Videosurveillance en moyen de preuve : le CSE doit avoir été consulté

Dans un arrêt du 10 novembre 2021 publié, la Cour de cassation rappelle que l'information des salariés et la consultation du CSE sont un prérequis à l'utilisation d'un dispositif de vidéosurveillance comme moyen de preuve d'un licenciement. Mais elle précise aussi qu'une preuve illicite n'est pas forcément irrecevable. (Cass. soc., 10 nov. 2021, n° 20-12.263)
Dans cette affaire, une caissière était employée dans une pharmacie (à Mayotte) pourvue de différentes caméras de vidéosurveillance (5 au total réparties dans l'espace recevant du public, dans la réserve et dans les bureaux), destinées à la protection et la sécurité des biens et des personnes dans les locaux. Grâce à ces caméras, son employeur constatait plusieurs fautes commises par la salariée : saisie d'une quantité de produits inférieure à ceux réellement vendus, vente de produits à des prix inférieurs au prix de vente, absence d'enregistrement de vente de produits délivrés au client.
Fort de ce constat, l'employeur licenciait la salariée pour faute grave.
Cette dernière conteste son licenciement en justice au motif que la vidéosurveillance constituait un mode de preuve illicite. Selon elle, l'employeur n'avait pas consulté préalablement les représentants du personnel (le comité d'entreprise à l'époque des faits) et n'avait pas rempli son obligation d'information préalable envers les salariés.
Il est vrai que l'employeur avait informé expressément ses salariés de l'existence d'un système de vidéosurveillance par note de service diffusée ultérieurement à cette mise en place, cette note de service ne contenant pas tous les éléments devant figurer dans l'information à fournir aux salariés. Manifestement, il n'avait pas non plus consulté préalablement son comité d'entreprise.
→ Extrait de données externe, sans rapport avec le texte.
PR #62, opened 2021-11-26
Benchmark

### LINKED ISSUE #38: Benchmarks
Would be nice to have a benchmark setup so that we can make informed decisions on performance.

We could leverage pytest-benchmark together with [github-action-benchmark](https://github.com/benchmark-action/github-action-benchmark).
And naturally we would need to have some proper functions to run as benchmark.

Korijn:
This is just one way to do benchmarking. Supposedly this makes the benchmark consistent across machines and time. See https://pythonspeed.com/articles/consistent-benchmarking-in-ci/

The downside is that this doesn't provide any sort of "benchmark suite" mechanism like pytest-benchmark would.

Also I am a little unsure of how to track performance changes over time, ideally we can graph them as PRs are merged, somehow.

### DIFF
--- a/.github/workflows/ci.yml
+++ b/.github/workflows/ci.yml
@@ -43,6 +43,29 @@ jobs:
       - name: Test
         run: poetry run pytest --cov=observ --cov-report=term-missing
 
+  bench:
+    name: Benchmark ${{ matrix.name }}
+    runs-on: ubuntu-latest
+    steps:
+      - uses: actions/checkout@v2
+      - name: Set up Python 3.9
+        uses: actions/setup-python@v2
+        with:
+          python-version: 3.9
+      - name: Install poetry
+        run: pip install "poetry>=1.1.8,<1.2"
+      - name: Install dependencies
+        run: |
+          poetry install
+      - name: Install valgrind
+        run: |
+          sudo apt-get update -qq
+          sudo apt-get install -qq valgrind
+      - name: Benchmark
+        run: |
+          export PYTHONHASHSEED=1234
+          poetry run python bench/cachegrind.py python bench/suite.py
+
   build:
     name: Build and test wheel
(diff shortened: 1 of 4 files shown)


berendkleinhaneveld:
Cool article, nice idea about tracking CPU instruction count!

I don't fully grasp what you mean by 'benchmark suite': the ability to track differences through changes and compare them? Or integration with an existing test suite? 

We could track performance metrics by storing them as build artifacts (90 days retention). But the retention limit is not that great... We could also create an 'empty' branch, and commit results of every build (keyed on commit id) to a (json) file. A bit hacky/wacky, but that would give us proper retention ;)

Or a tiny bit less hacky: we could use GitHub CLI within GitHub Actions to create/edit a gist where we can append benchmark results for each build. That way the benchmark data don't become part of the repository.

Korijn:
> I don't fully grasp what you mean by 'benchmark suite': the ability to track differences through changes and compare them? Or integration with an existing test suite?

Mostly to provide a framework; ideally we can define various benchmark routines (e.g. we might want to separately benchmark read and write performance, or even separately per datastructure type, etc), and have a cli command that runs and analyzes the routines, and provides utilities to report and track the output data.

With the approach here we would have to set all that up ourselves. Pytest-benchmarks solves a big chunk of that work.

Korijn:
I've also been thinking that it's perhaps most interesting to design benchmarks that compare mutations on raw datastructures and proxied datastructures. Then we can use the overhead ratio as a metric, and see how that evolves over time.

Korijn:
Pytest benchmark just looks a lot better. I'm still figuring out how to setup the comparison properly (between raw and proxied)

Korijn:
This seems to do exactly what I want: https://github.com/psf/pyperf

Les juges du fond rejettent sa demande. La salariée se pourvoit en cassation. 
En l'absence d'information et de consultation préalables du CSE et des des salariés, la preuve est illicite...
Dans le droit fil de sa jurisprudence (Cass. soc., 20 nov. 1991, n° 88-43.120 ; Cass. soc., 7 juin 2006 , n° 04-43.866 ; Cass. soc., 10 janv. 2012, n° 10-23.482), la Cour de cassation rappelle que dès lors qu'un système de vidéosurveillance destiné à la protection et la sécurité des biens et des personnes dans les locaux de l'entreprise permet aussi de contrôler et de surveiller l’activité des salariés et peut être potentiellement utilisé par l’employeur pour recueillir et exploiter des informations concernant personnellement un salarié aux fins de le licencier, l'employeur doit informer les salariés et consulter le CSE sur la mise en place et l'utilisation de ce dispositif à cette fin.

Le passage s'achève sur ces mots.